These Books Will Change Your Life
In this technology-filled age, we should all still find time to sit and read a good book. Books are one of the oldest forms of sharing information and the medium through which we discovered and recorded some of history’s most significant events and achievements.
Books can change how you view yourself, change how you think, inspire you, motivate you, and everything in between. Here is a list of the top books to read that will change your life.
Good Habits, Bad Habits: The Science of Making Positive Changes That Stick
Wendy Wood draws on three decades of experience to show us how habits are formed, how to break bad habits, and how to keep good habits in our lives for as long as possible. The book also deals with behaviors and practices we aren’t even aware of that shape our day-to-day lives.
Up to 43% of the activities we do every day, we do without really thinking about it. This is where bad habits are formed, and Wood, through extensive research and case study review, walks us through the process of creating positive, long-term behaviors.
If you struggle with kicking bad habits or forming good ones, this book will explain the science and neurological behavior behind what is happening, giving you the tools to make the changes you want.
Racism has been discussed and argued for decades, yet proper understanding seems to be further away than we would like. Invisible Man by Ralph Ellison, first published in 1952, deals with the social and interpersonal conflicts experienced by black men and women in the early 20th century.
It dives headfirst into the discrimination and hate faced by black people and their struggle to find their place in society, especially in the world of politics. The book also talks about the black community and their relationship with Marxism and racial policies.
The book’s concept may sound familiar, but the content is hard-hitting and thought-provoking.
Know My Name
The trial and sentencing of Brock Turner were one of the most spoken about cases at the time. A young man received a few months in prison for the rape of an unconscious woman on the campus of Stanford University.
Know My Name is the story of Chanel Miller, known as Emily Doe in this case. She describes the events of that terrible night, the outcome of the trial, and the fact that the judge in her case was more worried about how this would affect Brock than handing down a proper sentence.
The book shows the gross injustice Miller faced at the time, and how so many men are still able to get away with crimes as horrific as rape with nothing more than a slap on the wrist. It’s an investigation into what we can do as a society to stop this from happening to someone else.
The Handmaid’s Tale
If you haven’t heard about the hit TV show of the same name, you must be living under a rock. The Handmaid’s Tale is a dystopian novel where women are nothing more than child bearers, being kept under lock and key.

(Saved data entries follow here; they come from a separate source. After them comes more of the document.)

PR #1036, opened 2020-08-10
add assume-role credential provider

### LINKED ISSUE #817: Minio AssumeRole using SDK
Is there support for the AssumeRole funtion from either the Minio Java SDK or the AWS Java SDK?

I found no documentation for this in the Minio SDK

I have attempted to use the AWS Java SDK to make an assumeRole call to a Minio sever.
It consistently fails with:
com.amazonaws.services.securitytoken.model.AWSSecurityTokenServiceException: Generating temporary credentials not allowed for this request. (Service: AWSSecurityTokenService; Status Code: 403; Error Code: AccessDenied; Request ID: ########

I am hoping that there SDK support and perhaps an example is available. Thanks.

## Context
We are attempting to get credentials in a java app that a python client can subsequently use to put and get large files.

balamurugana:
Fixes #817

### DIFF
--- a/api/src/main/java/io/minio/credentials/AssumeRoleProvider.java
+++ b/api/src/main/java/io/minio/credentials/AssumeRoleProvider.java
@@ -1,0 +1,149 @@
+/*
+ * MinIO Java SDK for Amazon S3 Compatible Cloud Storage, (C) 2020 MinIO, Inc.
+ *
+ * Licensed under the Apache License, Version 2.0 (the "License");
+ * you may not use this file except in compliance with the License.
+ * You may obtain a copy of the License at
+ *
+ *     https://www.apache.org/licenses/LICENSE-2.0
+ *
+ * Unless required by applicable law or agreed to in writing, software
+ * distributed under the License is distributed on an "AS IS" BASIS,
+ * WITHOUT WARRANTIES OR CONDITIONS OF ANY KIND, either express or implied.
+ * See the License for the specific language governing permissions and
+ * limitations under the License.
+ */
+
+package io.minio.credentials;
+
+import io.minio.Digest;
+import io.minio.Signer;
+import io.minio.Time;
+import io.minio.Xml;
+import io.minio.errors.XmlParserException;
+import java.io.IOException;
+import java.security.InvalidKeyException;
+import java.security.NoSuchAlgorithmException;
+import java.time.ZonedDateTime;
+import java.util.Objects;
+import java.util.concurrent.TimeUnit;
+import javax.annotation.Nonnull;
+import javax.annotation.Nullable;
+import okhttp3.HttpUrl;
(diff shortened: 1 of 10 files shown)


aalex21:
Can we support the "ExternalId" parameter as part of AssumeRole Query Params ?
https://docs.aws.amazon.com/IAM/latest/UserGuide/id_roles_create_for-user_externalid.html

This will limit one minio client to be associated with one externalId !!

balamurugana:
> Can we support the "ExternalId" parameter as part of AssumeRole Query Params ?
> https://docs.aws.amazon.com/IAM/latest/UserGuide/id_roles_create_for-user_externalid.html
> 
> This will limit one minio client to be associated with one externalId !!

Sure. Added now.

api/src/main/java/io/minio/credentials/AssumeRoleProvider.java
```diff
@@ -0,0 +1,172 @@
...
+public class AssumeRoleProvider implements Provider {
+  public static final int DEFAULT_DURATION_SECONDS = (int) TimeUnit.HOURS.toSeconds(1);
+  private final HttpUrl stsEndpoint;
+  private final String accessKey;
+  private final String secretKey;
+  private final String region;
+  private final OkHttpClient httpClient;
+  private final String contentSha256;
+  private final Request request;
+  private Credentials credentials;
```
anjalshireesh, line 57: The fields `stsEndpoint`, `httpClient` and `credentials` seem to be common with `WebIdentityClientGrantsProvider`. We can consider adding an abstract base class that has a constructor that takes these arguments and call it from the constructors of both `WebIdentityClientGrantsProvider` and `AssumeRoleProvider`

api/src/main/java/io/minio/credentials/AssumeRoleProvider.java
```diff
@@ -0,0 +1,172 @@
...
+
+    String data = urlBuilder.build().encodedQuery();
+    this.contentSha256 = Digest.sha256Hash(data);
+    this.request =
+        new Request.Builder()
+            .url(this.stsEndpoint)
+            .method(
+                "POST",
+                RequestBody.create(MediaType.parse("application/x-www-form-urlencoded"), data))
+            .build();
```
anjalshireesh, line 122: The request building logic is inside the `fetch()` method in the `WebIdentityClientGrantsProvider` class. Can we try to have a consistent pattern in both? I see a small potential for an abstract base class that provides the `fetch()` logic as well, forcing the concrete sub-classes to build the request, which seems to be the main difference.

anjalshireesh (dismissed):
LGTM

sinhaashish (approved):
Tested & LGTM

anjalshireesh (approved):
LGTM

After the United States government is overthrown, the remaining residents revert to a heavily patriarchal society. The book deals with themes such as sexism, women’s rights, and how the women in this society fight back to regain their freedom. The story may be fictional, but the messages it portrays aren’t.
The Book of Rosy
The Book of Rosy deals with issues countries and governments experience every day. Innocent civilians are fleeing their home countries to find a better life, namely, in the United States. This is the crux of The Book of Rosy.
The story follows Rosayra Pablo Cruz as she makes the difficult decision to leave the gangs and violence of Guatemala and head north towards the US border. She has her two children and the clothes on their backs, and the book outlines the terrifying journey ahead of them.
Even when she finally reaches the border, her nightmare has only just begun. This story gives you an insight into the horrors immigrants face, as well as how new border policies have made their arrival even worse than their journey.
I Don’t Want to Die Poor
I Don’t Want to Die Poor is a breath of fresh air in the personal finance genre. Michael Arceneaux has produced several essays on debt and how it has shaped his life and decision-making.
Many financial books deal with the concept of making money, whereas this one looks at the other side of the coin and deals with using the money you have as sensibly as possible. I Don’t Want to Die Poor is a homage to the financial struggles of a regular person.
Other books will tell you to start that business you’ve always dreamt of, with no accurate advice on how to be financially stable for that step. This book deals with issues we all face every day in a funny yet thought-provoking manner.